Exercise goal
Among the entries below, find the line with "The corners are now 90 degree", then quote it and each following line up to and including the line with "- Keying was", and nothing else.

##### Material provided #####

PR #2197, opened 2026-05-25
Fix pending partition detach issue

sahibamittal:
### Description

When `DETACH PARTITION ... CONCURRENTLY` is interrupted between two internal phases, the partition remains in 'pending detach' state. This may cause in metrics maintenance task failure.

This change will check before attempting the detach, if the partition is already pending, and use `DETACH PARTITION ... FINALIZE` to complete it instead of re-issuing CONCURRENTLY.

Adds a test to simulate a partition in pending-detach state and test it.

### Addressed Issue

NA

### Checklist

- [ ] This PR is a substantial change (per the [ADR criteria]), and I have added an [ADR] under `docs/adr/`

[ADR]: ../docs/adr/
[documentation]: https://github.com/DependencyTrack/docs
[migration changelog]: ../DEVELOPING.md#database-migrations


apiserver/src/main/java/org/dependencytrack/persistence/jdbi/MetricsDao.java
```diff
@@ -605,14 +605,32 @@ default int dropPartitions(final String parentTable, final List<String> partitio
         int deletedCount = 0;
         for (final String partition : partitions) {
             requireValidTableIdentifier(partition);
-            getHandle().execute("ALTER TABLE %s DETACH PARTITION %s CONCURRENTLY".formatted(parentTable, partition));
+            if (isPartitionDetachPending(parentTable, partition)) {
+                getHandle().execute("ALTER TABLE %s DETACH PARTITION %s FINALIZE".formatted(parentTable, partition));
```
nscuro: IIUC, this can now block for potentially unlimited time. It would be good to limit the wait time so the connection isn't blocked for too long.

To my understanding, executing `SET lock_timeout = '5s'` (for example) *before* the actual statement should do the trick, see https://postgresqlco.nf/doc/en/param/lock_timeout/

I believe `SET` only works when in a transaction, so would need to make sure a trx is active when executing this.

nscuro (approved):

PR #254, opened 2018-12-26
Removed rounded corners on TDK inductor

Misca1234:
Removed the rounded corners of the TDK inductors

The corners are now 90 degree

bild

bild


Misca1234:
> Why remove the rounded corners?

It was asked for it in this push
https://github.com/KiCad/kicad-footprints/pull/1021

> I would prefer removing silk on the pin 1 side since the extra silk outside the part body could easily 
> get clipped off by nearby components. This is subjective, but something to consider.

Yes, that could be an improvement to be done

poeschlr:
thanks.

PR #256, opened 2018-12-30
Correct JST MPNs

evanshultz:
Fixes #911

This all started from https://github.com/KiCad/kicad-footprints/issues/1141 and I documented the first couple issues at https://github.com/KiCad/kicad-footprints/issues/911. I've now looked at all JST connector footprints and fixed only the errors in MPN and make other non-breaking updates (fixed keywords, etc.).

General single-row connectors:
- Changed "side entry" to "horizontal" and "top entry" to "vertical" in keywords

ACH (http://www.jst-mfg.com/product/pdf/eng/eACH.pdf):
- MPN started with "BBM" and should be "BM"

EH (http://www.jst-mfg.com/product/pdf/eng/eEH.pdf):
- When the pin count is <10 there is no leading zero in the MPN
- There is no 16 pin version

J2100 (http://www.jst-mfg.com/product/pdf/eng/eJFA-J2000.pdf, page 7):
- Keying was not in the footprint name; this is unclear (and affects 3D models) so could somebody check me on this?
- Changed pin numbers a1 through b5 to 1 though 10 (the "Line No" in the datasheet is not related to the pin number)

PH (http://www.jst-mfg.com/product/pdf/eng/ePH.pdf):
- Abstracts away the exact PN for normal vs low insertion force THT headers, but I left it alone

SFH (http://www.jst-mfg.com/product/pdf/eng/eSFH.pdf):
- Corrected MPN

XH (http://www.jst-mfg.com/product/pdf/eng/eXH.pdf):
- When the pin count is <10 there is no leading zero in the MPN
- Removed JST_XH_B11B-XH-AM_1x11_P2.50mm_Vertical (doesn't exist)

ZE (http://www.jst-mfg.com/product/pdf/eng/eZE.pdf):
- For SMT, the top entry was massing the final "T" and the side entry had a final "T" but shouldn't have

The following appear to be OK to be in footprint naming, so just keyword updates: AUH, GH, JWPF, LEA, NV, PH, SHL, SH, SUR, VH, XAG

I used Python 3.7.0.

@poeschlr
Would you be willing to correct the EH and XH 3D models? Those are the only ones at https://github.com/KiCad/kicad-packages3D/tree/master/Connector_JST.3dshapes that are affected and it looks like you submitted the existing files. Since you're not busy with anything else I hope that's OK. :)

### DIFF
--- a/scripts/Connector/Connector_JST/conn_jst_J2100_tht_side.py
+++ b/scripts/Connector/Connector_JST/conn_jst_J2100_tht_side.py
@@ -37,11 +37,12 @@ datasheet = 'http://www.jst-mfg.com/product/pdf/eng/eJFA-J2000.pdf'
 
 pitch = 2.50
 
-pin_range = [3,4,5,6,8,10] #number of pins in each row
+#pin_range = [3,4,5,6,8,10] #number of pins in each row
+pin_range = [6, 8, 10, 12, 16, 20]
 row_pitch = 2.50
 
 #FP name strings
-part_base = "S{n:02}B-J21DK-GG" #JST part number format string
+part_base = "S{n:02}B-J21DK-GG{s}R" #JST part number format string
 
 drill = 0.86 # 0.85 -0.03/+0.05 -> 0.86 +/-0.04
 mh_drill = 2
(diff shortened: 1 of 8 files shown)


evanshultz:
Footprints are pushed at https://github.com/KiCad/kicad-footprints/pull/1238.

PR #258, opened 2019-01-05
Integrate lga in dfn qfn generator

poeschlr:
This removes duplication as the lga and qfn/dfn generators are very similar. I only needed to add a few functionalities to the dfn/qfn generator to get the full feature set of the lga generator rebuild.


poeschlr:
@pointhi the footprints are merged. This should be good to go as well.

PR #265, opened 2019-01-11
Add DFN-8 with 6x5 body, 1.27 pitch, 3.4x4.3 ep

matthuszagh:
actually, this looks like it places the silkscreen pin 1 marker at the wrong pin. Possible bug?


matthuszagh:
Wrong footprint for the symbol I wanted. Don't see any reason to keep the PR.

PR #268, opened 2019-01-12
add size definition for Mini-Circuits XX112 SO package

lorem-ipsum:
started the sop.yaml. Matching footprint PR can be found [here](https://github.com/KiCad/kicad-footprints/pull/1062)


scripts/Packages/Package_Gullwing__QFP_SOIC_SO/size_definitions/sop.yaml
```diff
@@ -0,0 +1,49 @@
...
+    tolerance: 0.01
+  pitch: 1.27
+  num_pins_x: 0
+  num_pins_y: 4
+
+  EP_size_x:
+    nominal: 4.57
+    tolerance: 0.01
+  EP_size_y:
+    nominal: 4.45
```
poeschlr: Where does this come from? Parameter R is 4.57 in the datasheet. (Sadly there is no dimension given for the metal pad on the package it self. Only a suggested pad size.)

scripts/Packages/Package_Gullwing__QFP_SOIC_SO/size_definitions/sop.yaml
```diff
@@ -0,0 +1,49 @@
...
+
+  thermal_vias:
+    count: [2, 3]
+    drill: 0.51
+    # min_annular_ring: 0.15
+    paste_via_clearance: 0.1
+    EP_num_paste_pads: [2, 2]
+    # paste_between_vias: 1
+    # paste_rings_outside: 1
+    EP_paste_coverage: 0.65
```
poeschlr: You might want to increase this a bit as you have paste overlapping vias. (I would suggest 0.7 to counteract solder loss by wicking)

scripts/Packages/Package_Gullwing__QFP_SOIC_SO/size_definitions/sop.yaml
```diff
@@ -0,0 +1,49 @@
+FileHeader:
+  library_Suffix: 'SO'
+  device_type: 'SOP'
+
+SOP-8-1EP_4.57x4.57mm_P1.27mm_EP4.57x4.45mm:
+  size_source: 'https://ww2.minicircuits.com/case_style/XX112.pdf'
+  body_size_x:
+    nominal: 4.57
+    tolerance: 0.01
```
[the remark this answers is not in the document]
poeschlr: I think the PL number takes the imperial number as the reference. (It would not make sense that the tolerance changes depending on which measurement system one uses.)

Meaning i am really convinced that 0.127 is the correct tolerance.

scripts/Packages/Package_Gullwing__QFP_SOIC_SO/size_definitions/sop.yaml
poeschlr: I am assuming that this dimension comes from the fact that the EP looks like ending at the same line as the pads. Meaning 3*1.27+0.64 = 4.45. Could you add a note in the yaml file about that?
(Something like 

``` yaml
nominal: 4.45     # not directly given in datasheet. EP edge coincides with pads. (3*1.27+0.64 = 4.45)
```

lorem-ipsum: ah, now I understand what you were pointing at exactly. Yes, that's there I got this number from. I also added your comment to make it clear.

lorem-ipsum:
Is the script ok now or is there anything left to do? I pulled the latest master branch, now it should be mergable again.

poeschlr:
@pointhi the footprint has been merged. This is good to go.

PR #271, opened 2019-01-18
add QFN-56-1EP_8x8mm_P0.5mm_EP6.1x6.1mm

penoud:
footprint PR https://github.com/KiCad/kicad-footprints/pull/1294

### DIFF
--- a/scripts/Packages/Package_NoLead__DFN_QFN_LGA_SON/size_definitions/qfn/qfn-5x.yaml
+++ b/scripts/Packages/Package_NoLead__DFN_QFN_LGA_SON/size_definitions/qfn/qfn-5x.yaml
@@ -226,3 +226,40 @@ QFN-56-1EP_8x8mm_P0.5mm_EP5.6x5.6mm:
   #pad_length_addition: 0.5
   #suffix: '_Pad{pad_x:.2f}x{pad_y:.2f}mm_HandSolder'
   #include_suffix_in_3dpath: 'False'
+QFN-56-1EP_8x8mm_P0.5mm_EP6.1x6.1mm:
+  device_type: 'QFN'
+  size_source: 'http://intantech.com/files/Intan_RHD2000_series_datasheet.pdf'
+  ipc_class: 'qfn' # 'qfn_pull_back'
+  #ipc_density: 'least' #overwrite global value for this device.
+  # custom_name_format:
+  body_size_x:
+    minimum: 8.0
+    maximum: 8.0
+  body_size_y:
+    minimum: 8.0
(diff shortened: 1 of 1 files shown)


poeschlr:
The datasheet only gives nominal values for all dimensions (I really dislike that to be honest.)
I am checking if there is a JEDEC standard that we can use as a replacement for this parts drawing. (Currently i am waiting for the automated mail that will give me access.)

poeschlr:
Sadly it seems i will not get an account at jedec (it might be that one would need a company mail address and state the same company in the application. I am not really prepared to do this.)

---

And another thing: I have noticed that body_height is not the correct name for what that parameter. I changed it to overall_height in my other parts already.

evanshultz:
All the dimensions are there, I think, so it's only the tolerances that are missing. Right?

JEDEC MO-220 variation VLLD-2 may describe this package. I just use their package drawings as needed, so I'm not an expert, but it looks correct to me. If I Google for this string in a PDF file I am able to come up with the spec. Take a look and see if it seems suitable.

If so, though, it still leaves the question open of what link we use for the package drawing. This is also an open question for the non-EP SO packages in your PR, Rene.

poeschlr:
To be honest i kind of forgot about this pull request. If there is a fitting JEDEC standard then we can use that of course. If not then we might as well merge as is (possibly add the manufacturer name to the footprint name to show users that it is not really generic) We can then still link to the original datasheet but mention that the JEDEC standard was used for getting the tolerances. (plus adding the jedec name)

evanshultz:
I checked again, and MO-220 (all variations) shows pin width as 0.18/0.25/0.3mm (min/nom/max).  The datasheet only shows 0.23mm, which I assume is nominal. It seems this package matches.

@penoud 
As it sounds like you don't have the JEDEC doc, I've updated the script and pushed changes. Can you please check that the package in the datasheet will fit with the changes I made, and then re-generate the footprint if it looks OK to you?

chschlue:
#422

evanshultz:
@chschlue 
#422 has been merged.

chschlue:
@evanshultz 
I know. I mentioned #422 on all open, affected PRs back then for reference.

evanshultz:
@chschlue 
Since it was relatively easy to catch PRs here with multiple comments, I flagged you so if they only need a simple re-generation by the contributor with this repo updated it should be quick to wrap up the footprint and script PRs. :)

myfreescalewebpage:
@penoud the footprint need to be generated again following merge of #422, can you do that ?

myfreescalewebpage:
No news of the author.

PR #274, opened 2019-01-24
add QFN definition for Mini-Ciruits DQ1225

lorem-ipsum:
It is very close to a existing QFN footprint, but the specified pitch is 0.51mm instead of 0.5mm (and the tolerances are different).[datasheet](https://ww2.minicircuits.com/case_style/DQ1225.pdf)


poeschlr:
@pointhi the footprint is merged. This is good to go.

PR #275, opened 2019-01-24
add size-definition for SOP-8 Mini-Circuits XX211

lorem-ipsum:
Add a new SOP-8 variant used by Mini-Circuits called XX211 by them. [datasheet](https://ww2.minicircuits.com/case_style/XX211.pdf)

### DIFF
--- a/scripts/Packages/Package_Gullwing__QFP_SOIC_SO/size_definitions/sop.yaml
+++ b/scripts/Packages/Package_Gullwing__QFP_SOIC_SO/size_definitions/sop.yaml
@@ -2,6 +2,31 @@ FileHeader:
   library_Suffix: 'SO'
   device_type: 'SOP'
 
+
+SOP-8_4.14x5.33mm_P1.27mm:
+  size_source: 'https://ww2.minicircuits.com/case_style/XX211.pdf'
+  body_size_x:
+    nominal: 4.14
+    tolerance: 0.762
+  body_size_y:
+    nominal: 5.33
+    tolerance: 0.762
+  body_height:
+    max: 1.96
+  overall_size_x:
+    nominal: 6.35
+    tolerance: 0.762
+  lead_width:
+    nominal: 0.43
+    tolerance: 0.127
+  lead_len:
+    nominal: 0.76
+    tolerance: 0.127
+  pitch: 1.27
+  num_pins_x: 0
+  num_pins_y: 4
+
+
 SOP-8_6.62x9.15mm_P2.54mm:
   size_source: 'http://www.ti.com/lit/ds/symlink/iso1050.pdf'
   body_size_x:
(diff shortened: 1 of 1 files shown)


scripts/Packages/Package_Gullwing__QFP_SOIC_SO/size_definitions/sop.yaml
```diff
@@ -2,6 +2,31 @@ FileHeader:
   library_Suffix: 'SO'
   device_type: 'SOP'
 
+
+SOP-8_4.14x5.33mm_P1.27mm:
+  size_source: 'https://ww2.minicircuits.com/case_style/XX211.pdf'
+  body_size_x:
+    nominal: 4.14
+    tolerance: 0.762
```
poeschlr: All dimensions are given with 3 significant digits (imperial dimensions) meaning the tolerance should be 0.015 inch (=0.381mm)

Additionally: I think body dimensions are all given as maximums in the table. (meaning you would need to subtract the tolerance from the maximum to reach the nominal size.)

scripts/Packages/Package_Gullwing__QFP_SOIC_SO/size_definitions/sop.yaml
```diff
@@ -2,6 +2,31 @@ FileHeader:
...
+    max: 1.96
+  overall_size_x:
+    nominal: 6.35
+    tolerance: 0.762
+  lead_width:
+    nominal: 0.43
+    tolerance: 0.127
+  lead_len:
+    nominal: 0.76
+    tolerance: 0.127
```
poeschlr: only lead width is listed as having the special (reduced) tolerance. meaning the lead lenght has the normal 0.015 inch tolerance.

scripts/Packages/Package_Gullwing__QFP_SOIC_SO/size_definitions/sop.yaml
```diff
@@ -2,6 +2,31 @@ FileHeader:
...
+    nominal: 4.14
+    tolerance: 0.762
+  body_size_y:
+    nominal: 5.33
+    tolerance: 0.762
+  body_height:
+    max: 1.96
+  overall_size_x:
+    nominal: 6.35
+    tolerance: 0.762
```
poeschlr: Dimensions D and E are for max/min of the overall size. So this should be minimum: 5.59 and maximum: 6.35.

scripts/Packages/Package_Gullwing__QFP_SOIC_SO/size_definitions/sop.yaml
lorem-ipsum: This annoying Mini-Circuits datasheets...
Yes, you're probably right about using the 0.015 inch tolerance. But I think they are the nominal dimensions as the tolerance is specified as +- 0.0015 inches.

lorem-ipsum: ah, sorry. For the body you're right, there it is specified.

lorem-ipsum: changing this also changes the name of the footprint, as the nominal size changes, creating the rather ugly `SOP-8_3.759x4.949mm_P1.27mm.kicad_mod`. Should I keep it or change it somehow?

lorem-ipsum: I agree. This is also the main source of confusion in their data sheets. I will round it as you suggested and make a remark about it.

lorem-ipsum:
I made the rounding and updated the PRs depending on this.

#####

Reply
The corners are now 90 degree

bild

bild


Misca1234:
> Why remove the rounded corners?

It was asked for it in this push
https://github.com/KiCad/kicad-footprints/pull/1021

> I would prefer removing silk on the pin 1 side since the extra silk outside the part body could easily 
> get clipped off by nearby components. This is subjective, but something to consider.

Yes, that could be an improvement to be done

poeschlr:
thanks.

PR #256, opened 2018-12-30
Correct JST MPNs

evanshultz:
Fixes #911

This all started from https://github.com/KiCad/kicad-footprints/issues/1141 and I documented the first couple issues at https://github.com/KiCad/kicad-footprints/issues/911. I've now looked at all JST connector footprints and fixed only the errors in MPN and make other non-breaking updates (fixed keywords, etc.).

General single-row connectors:
- Changed "side entry" to "horizontal" and "top entry" to "vertical" in keywords

ACH (http://www.jst-mfg.com/product/pdf/eng/eACH.pdf):
- MPN started with "BBM" and should be "BM"

EH (http://www.jst-mfg.com/product/pdf/eng/eEH.pdf):
- When the pin count is <10 there is no leading zero in the MPN
- There is no 16 pin version

J2100 (http://www.jst-mfg.com/product/pdf/eng/eJFA-J2000.pdf, page 7):
- Keying was not in the footprint name; this is unclear (and affects 3D models) so could somebody check me on this?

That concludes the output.